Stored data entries
════════

PR #87, opened 2019-11-25
COMPRESS-124 : Add support for extracting sparse entries from tar archives

PeterAlfreadLee:
[COMPRESS-124](https://issues.apache.org/jira/browse/COMPRESS-124)
Add support for extracting sparse entries from tar archives, including :

1. Old GNU Format
The sparse map of old GNU is stored in tar header with only 4 sparse headers. If more spar headers exist, they should be stored in the extension block

2. PAX 0.0 Format
The sparse map of PAX 0.0 Format is stored in tar headers with `GNU.sparse.offset` and `GNU.sparse.numbytes`. They may appear more than 1 time, so they cannot be stored in a map.

3. PAX 0.1 Format
The sparse map of PAX 0.1 Format is stored in tar headers with `GNU.sparse.map`.

3. PAX 1.0 Format
The sparse map of PAX 1.0 Format is stored in the head of data file block. Therefore we need to handle it separately when we encounted a PAX 1.0 tar.

The implemention is mainly implemented by the TarArchiveSparseInputStream. It returns 0 when reading the "holes", and the file data from original tar file input stream when reading the sparse content. These are all decided by the sparse headers. The TarArchiveSparseInputStream reads all sparse headers, creates all-zero input streams surrounded by BoundedInputStream and actual tar file input stream surrounded by BoundedInputStream, and combines them together to a single TarArchiveSparseInputStream. Then we can straightly read from TarArchiveSparseInputStream when we encounted a sparse tar entry.

TODO : I noticed in the code that there are some kind of "star sparse data". I didn't find it in [GNU Tar Manual](https://www.gnu.org/software/tar/manual), so I don't know how to parse such kind of tars.

Please let me know if something need to be modified. :-) @bodewig


src/main/java/org/apache/commons/compress/archivers/tar/TarArchiveInputStream.java
```diff
@@ -243,8 +258,16 @@ public long skip(final long n) throws IOException {
             return 0;
         }
 
-        final long available = entrySize - entryOffset;
-        final long skipped = IOUtils.skip(is, Math.min(n, available));
+        long available;
+        long skipped;
+        if(!currEntry.isSparse()) {
```
tcurdt: This is creating a lot of duplicate code paths. Maybe the sparse handling could be just moved into get `getRealSize()` and we can keep the single code path?

src/main/java/org/apache/commons/compress/archivers/tar/TarArchiveSparseInputStream.java
```diff
@@ -0,0 +1,230 @@
...
+
+/**
+ * For sparse tar entries, there are many "holes"(consisting of all 0) in the file. Only the non-zero data is
+ * stored in tar files, and they are stored separately. The structure of non-zero data is introduced by the
+ * sparse headers using the offset, where a block of non-zero data starts, and numbytes, the length of the
+ * non-zero data block.
+ * This class is used to construct an input stream that combines the "holes" and the non-zero data together using
+ * the sparse headers. When reading from this input stream, the actual data is read out with "holes" and non-zero
+ * data combined together according to the sparse headers.
+ */
```
tcurdt: From the description I don't understand why this needs a separate class. Why no have a single `TarArchiveInputStream` that also handles support for sparse entries? Can you elaborate?

src/main/java/org/apache/commons/compress/archivers/tar/TarArchiveInputStream.java
PeterAlfreadLee: I agree. I will modify this and move the handling to the `getRealSize`.

src/main/java/org/apache/commons/compress/archivers/tar/TarArchiveSparseInputStream.java
PeterAlfreadLee: Of course I can make `TarArchiveInputStream` be able to handle sparse entries, therefore I need to modify the `read()` and `skip()` in `TarArchiveInputStream` when we are reading sparse entries.

The reason why I create a new class `TarArchiveSparseInputStream` is that I don't want to modify `TarArchiveInputStream` too much. I want to try my best to keep the `TarArchiveInputStream` as the original logic as much as possible.

With a separate `TarArchiveSparseInputStream`, I can replace the input stream to a new `TarArchiveSparseInputStream`. I don't need to modify the `read()` or `skip()` in `TarArchiveInputStream`.

PeterAlfreadLee: I'm not sure if creating a single `TarArchiveSparseInputStream` is a good idea or not. Maybe we can discuss more about this.

src/main/java/org/apache/commons/compress/archivers/tar/TarArchiveStructSparse.java
```diff
@@ -0,0 +1,57 @@
...
+ * <pre>
+ * struct sparse {
+ * char offset[12];   // offset 0
+ * char numbytes[12]; // offset 12
+ * };
+ * </pre>
+ */
+public class TarArchiveStructSparse {
+    private long offset;
+
```
melloware: Should this struct implement equals() hashcode() and toString() to be a good citizen?

src/main/java/org/apache/commons/compress/archivers/tar/TarArchiveInputStream.java
```diff
@@ -80,6 +85,9 @@
     // the global PAX header
     private Map<String, String> globalPaxHeaders = new HashMap<>();
 
+    // the global sparse headers, this is only used in PAX Format 0.X
+    private List<TarArchiveStructSparse> globalSparseHeaders = new ArrayList<>();
+
```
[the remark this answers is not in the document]
PeterAlfreadLee: Agree. But the HashMap was not created in this PR. I will mark the List as final.

src/main/java/org/apache/commons/compress/archivers/tar/TarArchiveSparseInputStream.java
```diff
@@ -0,0 +1,230 @@
...
+public class TarArchiveSparseInputStream extends InputStream {
+    /** the sparse headers describing the sparse information */
+    private List<TarArchiveStructSparse> sparseHeaders;
+
+    /** the input stream of the tar file */
+    private InputStream inputStream;
```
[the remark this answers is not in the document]
PeterAlfreadLee: Agree.

src/main/java/org/apache/commons/compress/archivers/tar/TarArchiveSparseInputStream.java
```diff
@@ -0,0 +1,230 @@
...
+ * stored in tar files, and they are stored separately. The structure of non-zero data is introduced by the
+ * sparse headers using the offset, where a block of non-zero data starts, and numbytes, the length of the
+ * non-zero data block.
+ * This class is used to construct an input stream that combines the "holes" and the non-zero data together using
+ * the sparse headers. When reading from this input stream, the actual data is read out with "holes" and non-zero
+ * data combined together according to the sparse headers.
+ */
+public class TarArchiveSparseInputStream extends InputStream {
+    /** the sparse headers describing the sparse information */
+    private List<TarArchiveStructSparse> sparseHeaders;
```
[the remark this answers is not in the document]
PeterAlfreadLee: Agree.

src/main/java/org/apache/commons/compress/archivers/tar/TarArchiveStructSparse.java
PeterAlfreadLee: Seems a lot of data classes in commons-compress are lack of `equals()`, `hashcode()` and `toString()`, but I agree that implementing these methods in data class is a better programming practice. I will add these methods.

PeterAlfreadLee:
Code just pushed basing on reviews of @tcurdt and @melloware .
Exception for one review opinion :
Is creating a separate class `TarArchiveSparseInputStream` a good idea or not?

Of course I can make `TarArchiveInputStream` be able to handle sparse entries, therefore I need to modify the `read()` and `skip()` in TarArchiveInputStream when we are reading sparse entries.

The reason why I create a new class `TarArchiveSparseInputStream` is that I don't want to modify `TarArchiveInputStream` too much. I want to try my best to keep the `TarArchiveInputStream` as the original logic as much as possible.

With a separate `TarArchiveSparseInputStream`, I can replace the input stream to a new `TarArchiveSparseInputStream`. I don't need to modify the `read()` or `skip()` in `TarArchiveInputStream`.

I'm not sure if creating a single `TarArchiveSparseInputStream` is a good idea or not.

What do you think?

tcurdt:
While I appreciate being careful, I am not a fan of duplicating functionality and interfaces like that. So I am in favor of just one class. Maybe it means that testing needs to improved to be sure all is kept working.

Since @bodewig has the best overview over the project these days I think it would be good to get input from him first.

bodewig:
I'll carve out some time at the weekend. Sorry, haven't got that much time for OSS right now.

bodewig:
First of all, many thanks @PeterAlfreadLee 

I agree with @tcurdt that providing the functionality via a single `TarArchiveInputStream` would be preferable. Maybe we could extract the meet of the read and skip methods into strategy implementations and make the handling of sparse entries another strategy that is triggered when reading said type of entry? That way we could extend the class without making it even more complex itself.

Here I'm just thinking loud, I haven't got any code to show or even just tried to sketch it up. I must admit I haven't even looked at the code in detail, so maybe the idea is complete nonsense.

BTW, star is a pretty old tar implementation by Jörg Schilling that used to be pretty popular before POSIX started to add support for many of the shortcoming that GNU tar addressed in its own way - long file names, big files, non-ASCII file names and all that. It is still available via Sourceforge, I found the manual page at http://schilytools.sourceforge.net/man/man1/star.1.html . IIRC it is BSD licensed so was preferred over GNU tar by the BSDs and some other Unices.

PeterAlfreadLee:
@bodewig Sure. I'll modify my code.
The `TarArchiveInputStream` could have another handling of `read` and `skip` when the entry is a sparse entry. This could easily implemented by calling `currEntry.isSparse()`. Then I can expand the original code with only a little modification of original code. Therefore I don't need a separate class `TarArchiveSparseInputStream`.
I'll push my code in these two days.

For the implemenation of reading the sparse entry, I'm combining the `BoundedInputStream` with the original tar file input stream and the `TarArchiveSparseZeroInputStream`. They are constructed by reading the sparse headers of `currEntry`. What do you think about this? Maybe you have some better ideas? @bodewig @tcurdt

PeterAlfreadLee:
Code pushed.
The `TarArchiveInputStream` can deal with the sparse entries now. There's no spearate class that deals with the sparse entries.

src/main/java/org/apache/commons/compress/archivers/tar/TarArchiveInputStream.java
```diff
@@ -516,6 +713,22 @@ private void paxHeaders() throws IOException{
                                 final String value = new String(rest, 0,
                                                           restLen - 1, CharsetNames.UTF_8);
                                 headers.put(keyword, value);
+
+                                // for 0.0 PAX Headers
+                                if(keyword.equals("GNU.sparse.offset")) {
+                                    sparseHeader = new TarArchiveStructSparse(Long.parseLong(value), 0);
```
tcurdt: better extract the keys into a static String

src/main/java/org/apache/commons/compress/archivers/tar/TarArchiveInputStream.java
```diff
@@ -26,14 +26,14 @@
 import java.io.ByteArrayOutputStream;
 import java.io.IOException;
 import java.io.InputStream;
-import java.util.HashMap;
-import java.util.Map;
+import java.util.*;
```
tcurdt: unless rules have changed - please avoid * imports

tcurdt:
I didn't do a thorough code review but from the diffs it looks OKish. Still not sure about some of the new classes. Either way - thanks for all the work!

It would probably be good to check this out and look at the final code as this is a big change.

I am wondering if our test cases are enough of a safety net.

src/main/java/org/apache/commons/compress/archivers/tar/TarArchiveInputStream.java
PeterAlfreadLee: Agree. There're some other keys exist in `TarArchiveEntry`, like this:

https://github.com/apache/commons-compress/blob/master/src/main/java/org/apache/commons/compress/archivers/tar/TarArchiveEntry.java#L1126-L1129

I'm wondering if a refactor is needed or not for the existing code.

src/main/java/org/apache/commons/compress/archivers/tar/TarArchiveInputStream.java
PeterAlfreadLee: Agree. Sorry for my careless.

PeterAlfreadLee:
> I am wondering if our test cases are enough of a safety net.

I agree with this. I will try to add more test cases.

src/main/java/org/apache/commons/compress/archivers/tar/TarArchiveInputStream.java
bodewig: resolved with b465bfa6

bodewig:
@PeterAlfreadLee commit b465bfa contains some minor changes

I've created the site build for the current master branch and published it at https://stefan.samaflost.de/staging/commons-compress-1.20-snapshot/ - looking at the Jacoco results, for example https://stefan.samaflost.de/staging/commons-compress-1.20-snapshot/jacoco/org.apache.commons.compress.archivers.tar/TarArchiveInputStream.java.html we seem to be covering the new sparse code pretty well. Of course more test cases won't hurt.

I'm wondering whether we really want to make the API details public or whether things like the getters and setters for sparse headers in `TarArchiveEntry` should be hidden instead. As a matter of taste I would have preferred `TarArchiveStructSparse` to be immutable and have no setters at all.

PeterAlfreadLee:
> I'm wondering whether we really want to make the API details public or whether things like the getters and setters for sparse headers in TarArchiveEntry should be hidden instead. As a matter of taste I would have preferred TarArchiveStructSparse to be immutable and have no setters at all.

+1

For `TarArchiveEntry`, I have the same feeling that the details(getters/setters) should be hidden when I was reading the code.

For `TarArchiveStructSparse`, I agree that it should be immutable. I will modify this and push another PR.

════════

### Exercise objective
Write down exactly the span of lines above from the one containing "Since @bodewig has" to the one containing "First of all, many thanks @PeterAlfreadLee", both ends included.

### Exercise response
Since @bodewig has the best overview over the project these days I think it would be good to get input from him first.

bodewig:
I'll carve out some time at the weekend. Sorry, haven't got that much time for OSS right now.

bodewig:
First of all, many thanks @PeterAlfreadLee 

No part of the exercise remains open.